How many lone pairs of electrons are on the I atom in IF4+? Question 23 options: 0 1 2 3
The correct answer and explanation is:
The correct answer is: 1 lone pair
Explanation (Approximately 300 words):
To determine the number of lone pairs of electrons on the iodine (I) atom in IF₄⁺, we need to use principles from valence shell electron pair repulsion (VSEPR) theory and electron counting.
Step 1: Determine the number of valence electrons
Iodine (I) is in group 17 of the periodic table and has 7 valence electrons.

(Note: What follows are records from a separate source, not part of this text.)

PR #3606, opened 2026-09-18
Index ctrllimited/ctrlrange by control slot in actuator derivatives

### LINKED ISSUE #3598: Discrete actuator derivative indexes control limits by actuator ordinal
### Intro

Hi!

I am testing order invariance for the discrete integrator with variable-width actuator inputs. The effective-metric derivative reads the target control from its control-block address but checks its limits using the actuator ordinal.

### My setup

- MuJoCo source build from `main` at `10124d5d9dca411ec3c8988aa1e3b619103d71bb`
- C API, double precision
- Ubuntu 24.04.5 LTS, Linux 7.0.0-28-generic x86_64
- Normal GCC 11.5.0 build and GCC 13.3.0 AddressSanitizer build

`actuatorInput` correctly reads `d->ctrl[m->actuator_ctrladr[i]]`, but then uses `m->actuator_ctrllimited[i]` and `m->actuator_ctrlrange[2*i]`. Those metadata arrays are indexed by packed control slot. I expected inserting or moving a physically inactive variable-width actuator to leave the target actuator's force derivative and next state unchanged.

The first reproducer builds the same three-input zero-force PID and limited affine actuator in opposite orders. With an in-range target control, both steps agree. With raw control `100`, the forward path clamps both target forces to `0.5`, but only the target-first derivative uses the clamped input:

```text
control=1 target-first adr=0 qvel=0.0049995000499950008 force=0.5
control=1 target-second adr=3 qvel=0.0049995000499950008 force=0.5
control=1 velocity-delta=0
control=100 target-first adr=0 qvel=0.0049995000499950008 force=0.5
control=100 target-second adr=3 qvel=0.0049504950495049506 force=0.5
control=100 velocity-delta=-4.9005000490050243e-05
```

The second reproducer places a zero-input DC motor before the target. A whole-library AddressSanitizer build reports:

```text
ERROR: AddressSanitizer: use-after-poison
READ of size 1
#0 actuatorInput ... src/engine/engine_derivative.c:2415
#1 actuatorLenDeriv ... src/engine/engine_derivative.c:2495
#2 mjd_effActuation ... src/engine/engine_derivative.c:4088
```

Relevant source:

- https://github.com/google-deepmind/mujoco/blob/10124d5d9dca411ec3c8988aa1e3b619103d71bb/src/user/user_model.cc#L3852-L3861
- https://github.com/google-deepmind/mujoco/blob/10124d5d9dca411ec3c8988aa1e3b619103d71bb/src/engine/engine_derivative.c#L2404-L2427
- https://github.com/google-deepmind/mujoco/blob/10124d5d9dca411ec3c8988aa1e3b619103d71bb/src/engine/engine_derivative.c#L4072-L4104

### Steps for reproduction

1. Build the affected revision normally and run `poc/order_invariance.cc` with the commands in `poc/README.md`.
2. Observe equal forces but different velocities only when the target is clamped and follows the three-input actuator.
3. Build MuJoCo and `poc/zero_input.cc` with AddressSanitizer.
4. Observe the invalid metadata read in `actuatorInput`.

Reproduction package: 

[discrete-integrator-control-limit-indexing-poc.zip](https://github.com/user-attachments/files/32260545/discrete-integrator-control-limit-indexing-poc.zip)

Both complete asset-free MJCF models are embedded in the C++ programs. The order test includes a physically zero dummy actuator as the metamorphic control.

See `poc/order_invariance.cc` and `poc/zero_input.cc`. The attached `fix.patch` uses the resolved control address consistently and adds an order-invariance regression. The focused regression and all 142 `engine_forward_test` cases pass; single-precision and repository-wide CI remain pending.

### Confirmations

Mohit-Ak:
Fixes #3598

## What was wrong

`actuatorInput` in `src/engine/engine_derivative.c` is the input the analytic actuator derivatives (`actuatorLenDeriv`, `actuatorVelDeriv`) multiply by the gain for stateless actuators. It reads the control from the actuator's control block, `d->ctrl[m->actuator_ctrladr[i]]`, but then clamps it with `m->actuator_ctrllimited[i]` and `m->actuator_ctrlrange[2*i]`. Those two arrays are sized and indexed by control slot (`nu x 1` / `nu x 2`, per `mjmodel.h`), not by actuator, and the compiler writes them at `actuator_ctrladr[i] + k` in `user_model.cc`.

The two indices only coincide while every actuator has exactly one control. Put a three-input `pid` (or a four-input SO3 servo, or an input-less `dcmotor`) before a limited actuator and the derivative reads the limits of the wrong slot: with a clamped command the forward pass uses the clamped value while the derivative uses the raw one, so `qDeriv` (implicit/implicitfast) and the effective metric (discrete) both go wrong, and the resulting step depends on where the actuator sits in the `<actuator>` block. When the preceding actuator has zero controls the read is past the end of `actuator_ctrllimited`, which is the `use-after-poison` in the issue's ASan trace.

`mj_fwdActuation` already does this correctly (`clampVec(ctrl, m->actuator_ctrlrange, m->actuator_ctrllimited, nu, NULL)` walks control slots), as do the finite-difference path in `engine_derivative_fd.c` (loop over `nu`) and the visualizer (`actuator_ctrllimited[m->actuator_ctrladr[i]]`). This was the only remaining per-actuator use.

## The fix

Look up `actuator_ctrladr[i]` once and use it for both the control read and the limit lookup. One function, three lines.

## Testing

Added `DerivativeTest.ClampedCtrlDerivativeMultiInputOrder`, modelled on the existing `ActuatorOrder` test: the same two actuators — a zero-gain three-input `pid` and a limited affine-gain `general` actuator — loaded in both orders, driven at `ctrl=100` against `ctrlrange="0 0.5"`, stepped ten times under `implicitfast` and `discrete`. The test asserts the force, `qvel` and `qpos` of the limited joint are identical between the orderings.

Before the fix (run from `test/`):

```
engine_derivative_test.cc:590: Failure
  d1->qvel[1]  Which is: -0.77061507012014308
  d2->qvel[1]  Which is: -0.96247911068237624
[  FAILED  ] DerivativeTest.ClampedCtrlDerivativeMultiInputOrder
```

(The implicitfast arm fails the same way: `-0.7788` vs `-0.9625`. The pid-first model is the one that lands on the wrong slot — `actuator_ctrllimited[1]` is `0` there, so the derivative used the unclamped `100`.)

After the fix the values agree to the last bit in both arms, and

```
engine_derivative_test   37 tests   PASSED   (double)
engine_forward_test     142 tests   PASSED   (double)
```

and the full double-precision suite via `ctest`: **2208/2208 passed** (3 skipped by the harness). Both test binaries rebuilt with `-DmjUSESINGLE`: `engine_derivative_test` 37/37, `engine_forward_test` 141 passed / 1 skipped (`NormalizeQuats`, skipped on single precision by design). `clang-format` (the `.pre-commit-config.yaml` pin, 23.1.0) leaves the touched lines unchanged.

Changelog entry added under "Bug fixes".


yuvaltassa:
nice catch. can you do the CLA thing please?

Mohit-Ak:
Signed. Thanks.

PR #85, opened 2015-07-02
Add warning that recent versions seem to be missing submissions.

Uberi:
untitled


vitillo:
Could you link the bug as well in the warning (Bug 1179751)? Thanks.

Each fluorine (F) atom forms a single bond with iodine, and there are 4 fluorine atoms, contributing 4 bonding pairs (or 8 electrons).
However, because the species is a positively charged ion (IF₄⁺), one electron is removed, reducing the total electron count by 1.
So the total electron count on iodine becomes:
7 (from I) − 1 (positive charge) = 6 valence electrons available for bonding/lone pairs
Step 2: Count the bonding pairs
Each F atom forms a single bond with I, accounting for 4 bonding pairs, which equals 8 bonding electrons. These electrons are shared between iodine and fluorine, and they count toward the electron domain around iodine.
Now, subtract the 4 bonding pairs (8 electrons) from the available 6 valence electrons on iodine:
But wait—this isn’t quite right. Let’s reframe this using electron domains, which VSEPR theory uses.
Step 3: Apply VSEPR theory
Iodine has:
- 4 bonded fluorine atoms = 4 bonding pairs
- Total valence electron pairs around iodine = 5 electron domains (since 6 valence electrons gives 3 pairs; but 4 are used in bonding, and 1 remains as a lone pair)
So, iodine in IF₄⁺ has:
- 4 bonding pairs (shared with fluorine)
- 1 lone pair of electrons
This makes the molecular geometry seesaw (5 electron domains: 4 bonds + 1 lone pair), derived from a trigonal bipyramidal electron geometry.